- _Task brief_:
Across the entries below, how many lines have the string "matter" in them? Reply with only the number.

- _Available data_:
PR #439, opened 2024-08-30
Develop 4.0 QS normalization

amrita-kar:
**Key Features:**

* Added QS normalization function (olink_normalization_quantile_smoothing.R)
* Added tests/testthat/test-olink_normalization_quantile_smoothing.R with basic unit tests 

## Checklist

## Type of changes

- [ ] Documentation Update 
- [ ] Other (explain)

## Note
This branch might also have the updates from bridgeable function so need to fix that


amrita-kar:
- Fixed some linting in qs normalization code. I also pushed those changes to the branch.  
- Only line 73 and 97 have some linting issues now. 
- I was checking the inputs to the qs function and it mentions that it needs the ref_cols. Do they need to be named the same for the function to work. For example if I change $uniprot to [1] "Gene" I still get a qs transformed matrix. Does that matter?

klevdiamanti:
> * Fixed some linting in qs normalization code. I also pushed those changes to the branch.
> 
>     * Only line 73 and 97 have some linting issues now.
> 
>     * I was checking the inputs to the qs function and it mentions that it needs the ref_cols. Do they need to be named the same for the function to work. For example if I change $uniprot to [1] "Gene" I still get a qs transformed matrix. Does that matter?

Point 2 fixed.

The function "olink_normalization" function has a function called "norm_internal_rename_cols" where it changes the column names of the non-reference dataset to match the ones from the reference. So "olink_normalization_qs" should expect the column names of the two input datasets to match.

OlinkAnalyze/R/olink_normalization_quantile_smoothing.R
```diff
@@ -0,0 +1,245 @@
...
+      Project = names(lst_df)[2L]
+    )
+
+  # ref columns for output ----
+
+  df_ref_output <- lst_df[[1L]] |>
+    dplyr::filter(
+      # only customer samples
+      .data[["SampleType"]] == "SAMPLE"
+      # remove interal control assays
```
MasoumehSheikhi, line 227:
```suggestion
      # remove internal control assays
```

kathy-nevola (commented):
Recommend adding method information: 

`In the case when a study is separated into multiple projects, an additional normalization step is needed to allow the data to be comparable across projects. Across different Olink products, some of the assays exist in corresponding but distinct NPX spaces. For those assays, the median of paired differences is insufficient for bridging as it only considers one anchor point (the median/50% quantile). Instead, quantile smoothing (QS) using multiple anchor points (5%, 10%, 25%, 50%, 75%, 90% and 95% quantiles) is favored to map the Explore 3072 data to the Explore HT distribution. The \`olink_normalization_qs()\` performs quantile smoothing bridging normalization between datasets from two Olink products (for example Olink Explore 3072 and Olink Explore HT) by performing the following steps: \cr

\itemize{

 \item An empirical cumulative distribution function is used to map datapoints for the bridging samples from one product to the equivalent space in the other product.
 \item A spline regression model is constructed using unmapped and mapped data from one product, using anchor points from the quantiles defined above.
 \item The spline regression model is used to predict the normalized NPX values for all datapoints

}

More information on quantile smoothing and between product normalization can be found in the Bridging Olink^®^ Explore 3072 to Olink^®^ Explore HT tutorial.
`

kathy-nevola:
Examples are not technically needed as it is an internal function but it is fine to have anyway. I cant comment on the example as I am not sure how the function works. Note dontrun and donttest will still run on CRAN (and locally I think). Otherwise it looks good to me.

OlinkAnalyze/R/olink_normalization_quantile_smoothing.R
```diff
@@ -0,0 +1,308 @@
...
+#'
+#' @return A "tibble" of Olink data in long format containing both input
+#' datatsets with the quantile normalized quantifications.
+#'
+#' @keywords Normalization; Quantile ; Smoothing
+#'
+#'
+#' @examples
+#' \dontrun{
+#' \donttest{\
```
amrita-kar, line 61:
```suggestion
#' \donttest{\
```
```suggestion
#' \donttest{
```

* * *

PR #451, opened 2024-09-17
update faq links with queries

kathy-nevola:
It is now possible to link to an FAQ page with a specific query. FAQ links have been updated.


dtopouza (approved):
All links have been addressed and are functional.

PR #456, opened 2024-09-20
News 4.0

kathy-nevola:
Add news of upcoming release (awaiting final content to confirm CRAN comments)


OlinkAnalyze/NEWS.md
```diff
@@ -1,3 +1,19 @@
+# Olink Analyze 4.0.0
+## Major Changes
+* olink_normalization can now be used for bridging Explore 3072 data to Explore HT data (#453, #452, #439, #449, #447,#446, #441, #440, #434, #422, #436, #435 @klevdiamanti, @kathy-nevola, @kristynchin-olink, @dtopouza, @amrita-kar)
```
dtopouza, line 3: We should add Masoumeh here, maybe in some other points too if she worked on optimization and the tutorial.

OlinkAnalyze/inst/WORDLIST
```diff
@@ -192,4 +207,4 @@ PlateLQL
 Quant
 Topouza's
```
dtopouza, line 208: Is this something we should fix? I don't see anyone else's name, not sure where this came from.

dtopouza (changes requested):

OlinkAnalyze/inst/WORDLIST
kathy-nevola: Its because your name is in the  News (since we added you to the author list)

- _Answer to the exercise_:
2